Ja. Über 90 Prozent unserer Mitarbeitenden im Notpassbüro arbeiten auch bei der Grenzpolizei. Das sind alles erfahrene Spezialisten, die sich mit der Problematik Ausweis kontrollieren und mit Grenzübertritten von Kindern auskennen. Zuerst müssen wir das Kind einwandfrei identifizieren. Dann die Eltern. Und wenn es sich nur um einen Elternteil handelt, müssen wir sicherstellen, dass dieser auch über das Sorgerecht verfügt.

Klappt das auch in einer Viertelstunde?
Das kann dann länger dauern.

Wie oft retten Sie Ferien oder Geschäftsreisen?
Wir führen keine Statistik. Aber in den allermeisten Fällen gelingt es uns.

Zeigen sich die Leute mit einem Souvenir aus den Ferien dankbar?
Ja, Souvenirs erhalten wir trotz dem Selfie-Zeitalter immer wieder in Form von Postkarten mit Feriengrüssen. Das ist ein schönes Feedback und stellt uns alle auf!

Souvenirs, die auch Polizisten annehmen dürfen: Postkarten-Feriengrüsse.
Foto: Remy Steiner

Kommt es auch vor, dass ein Manager dringend zu einem Meeting muss – und mit etwas Kleingeld nachhelfen will?
Sie meinen, wenn einer 300 Franken bezahlt, geht es doppelt so schnell? (Lacht.) Nein, ein solches Vorgehen ist mir noch nie zu Ohren gekommen.

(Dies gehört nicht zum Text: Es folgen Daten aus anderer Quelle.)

PR #201, opened 2021-05-13
added dask + numpy percentile

kieranricardo:
This PR adds functionality in `odc.algo` to calculate percentiles of an `xr.Dataset`. Currently this is replicating the index rounding behaviour of [`argpercentile`](https://github.com/opendatacube/datacube-stats/blob/14054f8820ddf2b79691996af8ac7d41e200fe49/datacube_stats/stat_funcs.py#L108) which as fair as I could tell is what's being used to create the `fc_percentile*` products. Although linear interpolation of values may be more appropriate here instead.

One caveat of my implementation is that it assumes `nodata` is the largest possible value and will fail with `int` data that uses `-1` as no data values. This fits our use case of calculating percentiles of `ga_ls_fc_3` but we may want something more general in the future

 I'm planning on adding an accompanying `odc.stats` class in a seperate PR and for now I'm using the code like this:

```python
src = dc.load(datasets=fused_products, output_crs=crs, resolution=(-30, 30), dask_chunks={'x': -1, 'y': -1})

# create dataset without water band
data_vars = dict((band, data) for band, data in src.data_vars.items() if band != "water")
xx = xr.Dataset(data_vars=data_vars, coords=src.coords, attrs=src.attrs)

# mask out bits that aren't dry
is_ok = (src["water"] == 0)
xx = keep_good_only(xx, is_ok, nodata=255)

xr_percentiles = xr_uint_percentile(xx, [0.1, 0.5, 0.9], 255)
```

### DIFF
--- a/libs/algo/odc/algo/_percentile.py
+++ b/libs/algo/odc/algo/_percentile.py
@@ -1,0 +1,78 @@
+from typing import List, Sequence
+import dask.array as da
+import xarray as xr
+import numpy as np
+from ._masking import keep_good_np
+from dask.base import tokenize
+from functools import partial
+
+
+def np_percentile(xx, percentile, nodata):
+
+    if np.isnan(nodata):
+        high = True
+        mask = ~np.isnan(xx)
+    else:
+        high = nodata >= xx.max()
+        mask = xx != nodata
+
+    valid_counts = mask.sum(axis=0)
+
+    xx = np.sort(xx, axis=0)
+    
+    indices = np.round(percentile * (valid_counts - 1))
+    if not high:
+        indices += (xx.shape[0] - valid_counts)
+        indices[valid_counts == 0] = 0
+
+    indices = indices.astype(np.int64).flatten()
+    step = (xx.size // xx.shape[0])
+    indices = step * indices + np.arange(len(indices))
+
+    xx = xx.take(indices).reshape(xx.shape[1:])
+
+    return keep_good_np(xx, (valid_counts >= 3), nodata)
+
+
+def xr_percentile(
+    src: xr.Dataset,
+    percentiles: Sequence,
+    nodata,
+) -> xr.Dataset:
+
+    """
+    Calculates the percentiles of the input data along the time dimension.
+
+    This approach is approximately 700x faster than the `numpy` and `xarray` nanpercentile functions.
+
+    :param src: xr.Dataset, bands can be either
+        float or integer with `nodata` values to indicate gaps in data.
+        `nodata` must be the largest or smallest values in the dataset or NaN.
+
+    :param percentiles: A sequence of percentiles in the [0.0, 1.0] range
+
+    :param nodata: The `nodata` value
+    """
+
+    data_vars = {}
+    for band, xx in src.data_vars.items():
+       
+        xx_data = xx.data
+        if len(xx.chunks[0]) > 1:
+            xx_data = xx_data.rechunk({0: -1})
+        
+        tk = tokenize(xx_data, percentiles, nodata)
+        for percentile in percentiles:
+            name = f"{band}_pc_{int(100 * percentile)}"
+            yy = da.map_blocks(
+                partial(np_percentile, percentile=percentile, nodata=nodata), 
+                xx_data, 
+                drop_axis=0, 
+                meta=np.array([], dtype=xx.dtype),
+                name=f"{name}-{tk}",
+            )
+            
+            data_vars[name] = (xx.dims[1:], yy)
+
+    coords = dict((dim, src.coords[dim]) for dim in xx.dims[1:])
+    return xr.Dataset(data_vars=data_vars, coords=coords, attrs=src.attrs)
--- a/libs/algo/tests/test_percentile.py
+++ b/libs/algo/tests/test_percentile.py
@@ -1,0 +1,88 @@
+from odc.algo._percentile import np_percentile, xr_percentile
+import numpy as np
+import pytest
+import dask.array as da
+import xarray as xr
+
+
+def test_np_percentile():
+    arr = np.array(
+        [[0, 1, 4, 6, 8, 10, 15, 22, 25, 27], [3, 5, 6, 8, 9, 11, 15, 28, 31, 50]]
+    )
+
+    np.random.shuffle(arr[0, :])
+    np.random.shuffle(arr[1, :])
+    arr = arr.transpose()
+
+    assert (np_percentile(arr, 0.5, 255) == np.array([8, 9])).all()
+    assert (np_percentile(arr, 0.7, 255) == np.array([15, 15])).all()
+    assert (np_percentile(arr, 1.0, 255) == np.array([27, 50])).all()
+    assert (np_percentile(arr, 0.0, 255) == np.array([0, 3])).all()
+
+
+@pytest.mark.parametrize("nodata", [255, 200, np.nan, -1])
+def test_np_percentile_some_bad_data(nodata):
+    arr = np.array(
+        [[0, 1, 4, 6, 8, nodata, nodata, nodata, nodata, nodata], [3, 5, 6, 8, 9, 11, 15, 28, 31, 50]]
+    )
+
+    np.random.shuffle(arr[0, :])
+    np.random.shuffle(arr[1, :])
+    arr = arr.transpose()
+
+    assert (np_percentile(arr, 0.5, nodata) == np.array([4, 9])).all()
+    assert (np_percentile(arr, 0.7, nodata) == np.array([6, 15])).all()
+    assert (np_percentile(arr, 1.0, nodata) == np.array([8, 50])).all()
+    assert (np_percentile(arr, 0.0, nodata) == np.array([0, 3])).all()
+
+
+@pytest.mark.parametrize("nodata", [255, 200, np.nan])
+def test_np_percentile_bad_data(nodata):
+    arr = np.array(
+        [
+            [0, 1, nodata, nodata, nodata, nodata, nodata, nodata, nodata, nodata],
+            [3, 5, 6, 8, 9, 11, 15, 28, 31, 50],
+        ]
+    )
+
+    np.random.shuffle(arr[0, :])
+    np.random.shuffle(arr[1, :])
+    arr = arr.transpose()
+
+    np.testing.assert_equal(np_percentile(arr, 0.5, nodata), np.array([nodata, 9]))
+    np.testing.assert_equal(np_percentile(arr, 0.7, nodata), np.array([nodata, 15]))
+    np.testing.assert_equal(np_percentile(arr, 1.0, nodata), np.array([nodata, 50]))
+    np.testing.assert_equal(np_percentile(arr, 0.0, nodata), np.array([nodata, 3]))
+
+
+@pytest.mark.parametrize("nodata", [255, 200, np.nan, -1]) #should do -1
+def test_xr_percentile(nodata):
+    band_1 = np.random.randint(0, 100, size=(10, 100, 200)).astype(type(nodata))
+    band_2 = np.random.randint(0, 100, size=(10, 100, 200)).astype(type(nodata))
+
+    band_1[np.random.random(size=band_1.shape) > 0.5] = nodata
+    band_2[np.random.random(size=band_1.shape) > 0.5] = nodata
+
+    true_results = dict()
+    true_results["band_1_pc_20"] = np_percentile(band_1, 0.2, nodata)
+    true_results["band_2_pc_20"] = np_percentile(band_2, 0.2, nodata)
+    true_results["band_1_pc_60"] = np_percentile(band_1, 0.6, nodata)
+    true_results["band_2_pc_60"] = np_percentile(band_2, 0.6, nodata)
+
+    band_1 = da.from_array(band_1, chunks=(2, 20, 20))
+    band_2 = da.from_array(band_2, chunks=(2, 20, 20))
+
+    attrs = {"test": "attrs"}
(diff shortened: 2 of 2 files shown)


libs/algo/odc/algo/_percentile.py
```diff
@@ -0,0 +1,58 @@
...
+    percentiles: Sequence,
+    nodata,
+) -> xr.Dataset:
+
+    """
+    Calculates the percentiles of the input data along the time dimension.
+
+    :param src: xr.Dataset, bands can be either
+        float or integer with `nodata` values to indicate gaps in data.
+        `nodata` must be the largest values in the dataset or NaN.
```
Kirill888: that's not feasible, and also not necessary, you can just as well deal with smallest value, and even middle value is not that much harder to remove post sorting.

Kirill888: but I guess supporting floating point only is fine.

libs/algo/odc/algo/_percentile.py
```diff
@@ -0,0 +1,58 @@
...
+
+    :param compute_mads: A sequence of percentiles in the [0.0, 1.0] range
+
+    :param nodata: The `nodata` value
+    """
+
+    xx = reshape_for_geomedian(src)
```
Kirill888: I don't think this a good idea. This reshape is quite expensive to perform on large data and it introduces dependencies between bands, which is not needed, you can compute percentiles on every band separately, right?

I say we should keep the same axis order and process every band separately, this thing should operate on an Array not on a Dataset. It would be nice to still accept Dataset in Dataset out for convenience, but per band operations should be independent Dask graphs.

Expected input axis order is T,Y,X single band, output is Y,X,P or Y,X if only one percentile was requested.

So really you only need to make sure that T dimension is one single chunk, by rechunking if necessary.

libs/algo/odc/algo/_percentile.py
```diff
@@ -0,0 +1,58 @@
...
+import dask.array as da
+import xarray as xr
+import numpy as np
+from ._geomedian import reshape_for_geomedian
+from ._masking import keep_good_np
+
+
+def np_percentile(xx, percentile, nodata):
+
+    mask = (xx != nodata) & (~np.isnan(xx))
```
Kirill888: Let's support 2 modes here.
1. Int + Nodata
2. Float with nan and no "nodata"

For int case convert to `float32` with one of the existing methods call itself with that then convert back to original `dtype/nodata`.

For floating point inputs `assert nodata is None` and assume `NaN` sort higher and just keep using current method.

Alternatively only support `float32` on input and perform conversion `int->float32->int` as a Dask operation and hope those things will get fused.

libs/algo/odc/algo/_percentile.py
Kirill888: doing computation in masked int is too hard, let's just compute in float with conversion back, it's almost always `(u)int16` so no loss of precision when computation is done in `float32`, if you want to detect `(u)int32` and use `float64` for those then that's fine too.

options for conversion are
- inside `np_percentile` a bit more annoying, but smaller Dask graph
- as a Dask operation with already existing methods (more Dask nodes, but simpler `np_percentile`)

libs/algo/odc/algo/_percentile.py
Kirill888: @robbibt points out on Slack that xarray already has this operation in Dask form, but also, if that is trying to be too smart and do some non-trivial parallel sorting there is also `np.nanpercentile?` which is probably faster then all this, so we just need to write `int+nodata` wrapper for that.

libs/algo/odc/algo/_percentile.py
```diff
@@ -46,9 +46,11 @@ def xr_percentile(
         
         for percentile in percentiles:
             name = f"{band}_pc_{int(100 * percentile)}"
-            data_vars[name] = da.map_blocks(
-                lambda x: np_percentile(x, percentile, nodata), xx.data, drop_axis=3
+            yy = da.map_blocks(
+                lambda x: np_percentile(x, percentile, nodata), xx, drop_axis=0, meta=np.array([], dtype=xx.dtype)
             )
+            
+            data_vars[name] = (("y", "x"), yy)
```
Kirill888: unfortunately it's not always `y,x`. you are better off using `.dims` of input to keep names as they were.

libs/algo/odc/algo/_percentile.py
```diff
@@ -0,0 +1,56 @@
...
+) -> xr.Dataset:
+
+    """
+    Calculates the percentiles of the input data along the time dimension.
+
+    :param src: xr.Dataset, bands can be either
+        float or integer with `nodata` values to indicate gaps in data.
+        `nodata` must be the largest values in the dataset or NaN.
+
+    :param compute_mads: A sequence of percentiles in the [0.0, 1.0] range
```
Kirill888: `compute_mad` cut and paste

libs/algo/odc/algo/_percentile.py
kieranricardo: aw man, I was really hoping to avoiding duplicating everything to caste as `floats`. Are there use cases where the `nodata` isn't the largest or smallest value in the range?

libs/algo/odc/algo/_percentile.py
kieranricardo: I've timed both this and my original and interestingly they take about the same amount of time. I think the cache friendliness of my approach (~10x `np_percedntile`) compensates for the `rechunk...` cost. 

But your suggestion has a way nicer dask graph and the code is simpler too 👍

libs/algo/odc/algo/_percentile.py
kieranricardo: woops

libs/algo/odc/algo/_percentile.py
kieranricardo: (copying from slack to keep a record)

unfortunately the numpy and  xr_array (which I think just wraps numpy ) are ~700x slower than this implementation!!

libs/algo/odc/algo/_percentile.py
Kirill888: Dask is hard to benchmark, performance changes a lot depending on size and number of worker and everything. I can see how transpose can help with sorting performance, but there is absolutely no need to interleave bands and make them data dependent without reason.

libs/algo/odc/algo/_percentile.py
Kirill888: it's usually smallest, -9999 for otherwise positive data, other common case is `0` for `uint16`, so typically it's the smallest value, but I guess `0xFFFF` can happen too on unsigned data.

Kirill888: placing nodata in the middle of your valid range seems odd, haven't seen that in the wild.

libs/algo/odc/algo/_percentile.py
```diff
@@ -0,0 +1,71 @@
+from typing import List, Sequence, Tuple
+import dask.array as da
+import xarray as xr
+import numpy as np
+from ._geomedian import reshape_for_geomedian
+from ._masking import keep_good_np
+
+
+def np_percentile(xx, percentile, nodata, high=True):
```
Kirill888: default should be `high=False`, but also I don't like boolean flags like that. You have two modes that you want to support

- `nodata` is smallest possible value
- `nodata` is largest possible value

kieranricardo: do you reckon this would be better as two seperate functions?

Kirill888: no, I prefer an "enumeration" type for this option even if it only has 2 possible values to a boolean flag. Like say
`mode = 'nodata_lowest'` or something like that. Cause eventually you'll want `mode = "auto"` and with bool you'll have to do weird things like `None|True|False`, but with named mode it's just one more added to the list.

kieranricardo:
@Kirill888 I'm getting some funky results with `dask` - for some reason it seems to overwrite the  `f"{band}_pc_{int(100 * percentile)}"` arrays with the final one - so they all return the same result.

If I compute the arrays immediately as they're made I get the right result so the error isn't with passing the wrong `percentile` value around or in the `numpy` percentile code.

Any idea what's going on here?

https://github.com/opendatacube/odc-tools/blob/17b6c5992b5870c45175fec8ef4889858271666c/libs/algo/odc/algo/_percentile.py#L65

Kirill888:
I think it's because you are re-using the same name in your map_blocks call

Kirill888:
Have a look at Dask's tokenize function

kieranricardo:
@Kirill888 they all seem to have different names (unless there's another name being used by dask). For my test arrays I tried the following:

```python

# assert no duplicates
assert len(set(arr.name for arr in output.data_vars.values())) == len(output.data_vars.values())

for arr in output.data_vars.values():
    print(arr.name)
```

prints out:

```python
band_1_pc_20
band_1_pc_60
band_2_pc_20
band_2_pc_60
```

Kirill888:
I'm never sure when Dask expect randomized section to the name, try adding that and see if problem persists, as in `band_1_pc_20-126736936178698`, it treats everything after `-` as unique token

kieranricardo:
still failing, and I think things are a little weirder than I thought. This first code snippet failed, which is expected bc its pretty much what's happening in my `xr_percentile` function. But the second snippet works?!?!

**Snippet 1 (fails)**

```python
names = ["band_1_pc_20", "band_1_pc_60"]
percentiles = [0.2, 0.6]
array_list = []

for name, percentile in zip(names, percentiles):
    yy = da.map_blocks(
        lambda x: np_percentile(x, percentile, nodata, high=high), 
        xx.data, 
        drop_axis=0, 
        meta=np.array([], dtype=xx.dtype),
        name=randomize(name),
    )
    
    array_list.append(yy)


assert (array_list[0].compute() != array_list[1].compute()).any()
```

**Snippet 2 (words)**

```python
a = da.map_blocks(
    lambda x: np_percentile(x, percentiles[0], nodata, high=high), 
    xx.data, 
    drop_axis=0, 
    meta=np.array([], dtype=xx.dtype),
    name=randomize(names[0]),
)

b = da.map_blocks(
    lambda x: np_percentile(x, percentiles[1], nodata, high=high), 
    xx.data, 
    drop_axis=0, 
    meta=np.array([], dtype=xx.dtype),
    name=randomize(names[1]),
)
    
assert (a.compute() != b.compute()).any()
```

kieranricardo:
this is probably just me blaming dask for my shoddy code - but maybe this is a dask bug?

libs/algo/odc/algo/_percentile.py
kieranricardo: oh actually I might as well just make this `auto`

libs/algo/odc/algo/_percentile.py
```diff
@@ -65,11 +67,11 @@ def xr_percentile(
         for percentile in percentiles:
             name = f"{band}_pc_{int(100 * percentile)}"
             yy = da.map_blocks(
-                lambda x: np_percentile(x, percentile, nodata, high=high), 
+                partial(np_percentile, percentile=percentile, nodata=nodata, high=high), 
                 xx_data, 
                 drop_axis=0, 
                 meta=np.array([], dtype=xx.dtype),
-                name=name,
+                name=randomize(name),
```
Kirill888: `randomize` is kinda lazy way, we should not be using it anymore, I know it's all over the place, instead it's best to use `dask.base.tokenize` and give correct set of inputs.

example usage:
https://github.com/opendatacube/odc-tools/blob/29ea012d4bc431ad2bc02b558d3ee19619b74069/libs/algo/odc/algo/_memsink.py#L64

Kirill888: in fact you can share token across sub-tasks, since they have unique names, so maybe something like

```python
tk = tokenize(xx_data, percentiles, nodata, high)
for percentile in percentiles:
      name = f"{band}_pc_{int(100 * percentile)}-{tk}"
```

libs/algo/odc/algo/_percentile.py
```diff
@@ -0,0 +1,78 @@
...
+            name = f"{band}_pc_{int(100 * percentile)}-{tk}"
+            yy = da.map_blocks(
+                partial(np_percentile, percentile=percentile, nodata=nodata), 
+                xx_data, 
+                drop_axis=0, 
+                meta=np.array([], dtype=xx.dtype),
+                name=name,
+            )
+            
+            data_vars[name] = (xx.dims[1:], yy)
```
Kirill888, line 75: pretty sure this key should not have `-{tk}` part.

libs/algo/tests/test_percentile.py
```diff
@@ -0,0 +1,88 @@
...
+    coords = {
+        "x": np.linspace(10, 20, band_1.shape[2]), 
+        "y": np.linspace(0, 5, band_1.shape[1]), 
+        "t": np.linspace(0, 5, band_1.shape[0])
+    }
+
+    data_vars = {"band_1": (("t", "y", "x"), band_1), "band_2": (("t", "y", "x"), band_2)}
+
+    dataset = xr.Dataset(data_vars=data_vars, coords=coords, attrs=attrs)
+    output = xr_percentile(dataset, [0.2, 0.6], nodata).compute()
```
Kirill888, line 85: add test for expected data variable output names.

Kirill888:
all good, just need to make sure output names are without dask tokens in them

libs/algo/odc/algo/_percentile.py
kieranricardo: good catch!

Kirill888 (approved):
:+1:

Die Menschen kommen aufgelöst zu Ihnen. Sind Sie speziell geschult, um Sie abzuholen?
Die Förderung der Sozialkompetenz unserer Mitarbeitenden ist in den letzten 35 Jahren sukzessive in die polizeiliche Ausbildung eingeflossen. Unsere Leute im Notpassbüro sind top ausgebildet und alle sehr erfahren.

War Ihr Pass beim Check-in auch schon abgelaufen?
Zum Glück noch nie. Aber ich musste schon mit dem Auto umkehren, weil ich in der Reisehektik den Rucksack inklusive Pass zu Hause liegen gelassen hatte.

Wie lange sind Sie schon Ferienretter?
Im Notpassbüro arbeite ich seit fünf Jahren – bei der Kantonspolizei Zürich bin ich seit 34 Jahren und 7 Monaten. Wir haben hier zwei Aufgaben: Wir betreiben das Notpassbüro sowie die Ausweisprüfstelle. Wir sind die Ausweisspezialisten am Flughafen und bei der Grenzkontrolle, auch wenn es um Ausweisfälschungen geht.

Wie viele Leute arbeiten im Notpassbüro?
Wir setzen 25 Leute ein, die das als Nebenaufgabe zu ihrer Tätigkeit bei der Grenzkontrolle machen. Am Schalter ist eine Person, in Spitzenzeiten sind es zwei. Offen haben wir täglich von 5.30 bis 21.30 Uhr an sieben Tagen in der Woche.

Ich habe kürzlich meine ID verloren. Die Polizei schrieb mir, dass sie jemand gefunden hätte. Gleichzeitig teilte sie mir mit, dass sie die ID annulliert habe. Ich war echt wütend.
Wir haben oft Menschen, die ihre ID oder ihren Pass als vermisst melden. Später finden sie ihren Ausweis wieder und reisen damit herum. Und plötzlich haben Sie bei der Grenzkontrolle Probleme, das Gepäck muss wieder aus dem Flieger ausgeladen werden – und sie landen hier im Notpassbüro. Der Grund: Ein als verloren oder gestohlen gemeldeter Pass oder eine ID wird im System annulliert und verliert somit die Gültigkeit.

Ihr Tipp als Profi, damit man nie bei Ihnen im Notpassbüro strandet?
Ich empfehle einen Blick auf die Homepage der Airlines: Die meisten Fluggesellschaften informieren darüber, welche Dokumente man für die Reise in ein Land braucht. Ohne Identitätsnachweis ist man beim Reisen aufgeschmissen.